PROBLEM: Among these entries, how many lines contain "should"? Say the number and nothing else.

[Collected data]

PR #1354, opened 2026-07-06
Add opportunity breadcrumbs to microplanning pages

mkangia:
## Product Description

The microplanning **Progress Map** page had no breadcrumb navigation, so there was no way to get back to the opportunity or the opportunities list from it. The related **Progress Tracker** (Coverage Progress) page had a breadcrumb, but it only went back as far as the Progress Map.

This adds the standard opportunity breadcrumb chain to both pages so navigation is consistent:
- **Progress Map**: `Opportunities › [opportunity] › Progress Map`
- **Progress Tracker**: `Opportunities › [opportunity] › Progress Map › Progress Tracker`

**BEFORE**

image

--------------

image

--------------
**AFTER**

image

--------------

image

## Technical Summary

https://dimagi.atlassian.net/browse/CCCT-2591

### Safety story

Low risk, presentation-only change. Tested locally for UI changes.

### Labels & Review

### DIFF
--- a/commcare_connect/microplanning/views.py
+++ b/commcare_connect/microplanning/views.py
@@ -159,6 +159,14 @@ def microplanning_home(request, *args, **kwargs):
         "mapbox_api_key": settings.MAPBOX_TOKEN,
         "task_id": request.GET.get("task_id"),
         "opportunity": opportunity,
+        "path": [
+            {"title": _("Opportunities"), "url": reverse("opportunity:list", kwargs={"org_slug": request.org.slug})},
+            {
+                "title": opportunity.name,
+                "url": reverse("opportunity:detail", args=(request.org.slug, opportunity.opportunity_id)),
+            },
+            {"title": _("Progress Map")},
+        ],
         "metrics": get_metrics_for_microplanning(opportunity),
         "tiles_url": tiles_url,
         "visit_tiles_url": visit_tiles_url,
@@ -1002,6 +1010,11 @@ def coverage_progress(request, *args, **kwargs):
         "filter_form": filterset.form,
         "export_hrefs": export_hrefs,
         "path": [
+            {"title": _("Opportunities"), "url": reverse("opportunity:list", kwargs={"org_slug": request.org.slug})},
+            {
+                "title": opportunity.name,
+                "url": reverse("opportunity:detail", args=(request.org.slug, opportunity.opportunity_id)),
+            },
             {
                 "title": _("Progress Map"),
                 "url": reverse(
--- a/commcare_connect/templates/microplanning/home.html
+++ b/commcare_connect/templates/microplanning/home.html
@@ -12,6 +12,7 @@
 {% endblock javascript %}
 {% block content %}
   <div class="min-w-0">
+    {% include 'components/breadcrumbs.html' with path=path %}
     <h2 class="mb-4 text-brand-deep-purple font-medium">{% translate "Select Opportunity Area" %}</h2>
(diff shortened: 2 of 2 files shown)


zandre-eng (approved):

commcare_connect/microplanning/views.py
```diff
@@ -1002,6 +1010,11 @@ def coverage_progress(request, *args, **kwargs):
         "filter_form": filterset.form,
         "export_hrefs": export_hrefs,
         "path": [
+            {"title": _("Opportunities"), "url": reverse("opportunity:list", kwargs={"org_slug": request.org.slug})},
+            {
+                "title": opportunity.name,
+                "url": reverse("opportunity:detail", args=(request.org.slug, opportunity.opportunity_id)),
+            },
```
pxwxnvermx, line 1017: The breadcrumbs should also include Program > [Program Name] as well. The breadcrumbs without the Program information are for Non-Managed Opps.

mkangia: Hey @pxwxnvermx 

Kept the breadcrumbs based on the path taken.
We go from list of opportunities to the specific opportunity and then to Progress Map, from that page to Progress Tracker.
Let me know if that does not seems like the right way to approach it.

hemant10yadav: Agreed with Pawan here. The breadcrumbs should include Program.

mkangia: Good, I would be happy to add it if I can understand how the Program fits in the picture.

If I were to navigate to Progress Map, it would be via the opportunities list and then clicking on an opportunity to views the Progress Map for it. There is no program selection in that path.

May be you are thinking of a logical model hierarchy where each opportunity would be under a program so it should be `Program > Program Name > Opportunities > Opportunity Name > Progress Map` but then should that also include Organization? 
In order to see what should be in the breadcrumbs, I am looking at the navigation.

Open to discussion.

mkangia: I do see that we have both on connect

image

image

image

Is there a reasoning for which page should have it and which should not?

I asked Claude what it thought and it said

image

the interesting point was that the pages that lead to the Progress Map page, don't include Program either, which makes a good point.

pxwxnvermx: > May be you are thinking of a logical model hierarchy where each opportunity would be under a program so it should be Program > Program Name > Opportunities > Opportunity Name > Progress Map but then should that also include Organization?

I think my approach was more based on the style choices we made when we initially added the New UI. All Managed Opportunities got the Program links in the breadcrumbs and all Non-Managed Opportunities only had the Opportunities > Opportunity Name in the breadcrumbs. This was mostly done to make it easy to identify the Program and the Opportunity at a glance on any page.

> Is there a reasoning for which page should have it and which should not?

To me it seems like that some pages might have just deviated from the above reasoning as it was not communicated anywhere either in Code through comments or through the Readme.

mkangia: Thanks for the inputs you both.

I checked with Product and it seems the breadcrumbs might need to change in near future so any decision we make here might undergo a revisit anyway.

> To me it seems like that some pages might have just deviated from the above reasoning as it was not communicated anywhere either in Code through comments or through the Readme.

Looks like this would also get streamlined in the revisit.

But plus, since the pages leading to the relevant pages for this PR do not have the program path, I'd keep that consistent.

I appreciate the feedback here.

PR #1358, opened 2026-07-07
Fix allauth account-flow UX gaps: dead-end pages, redundant copy

hemant10yadav:
## Product Description

Signup and password-reset screens now always give users a way back to sign in, drop copy that implied an invite ("is an e-mail address for user X"), and no longer stack redundant flash messages on pages that already state the outcome.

OUTPUT FOR THIS TASK: 7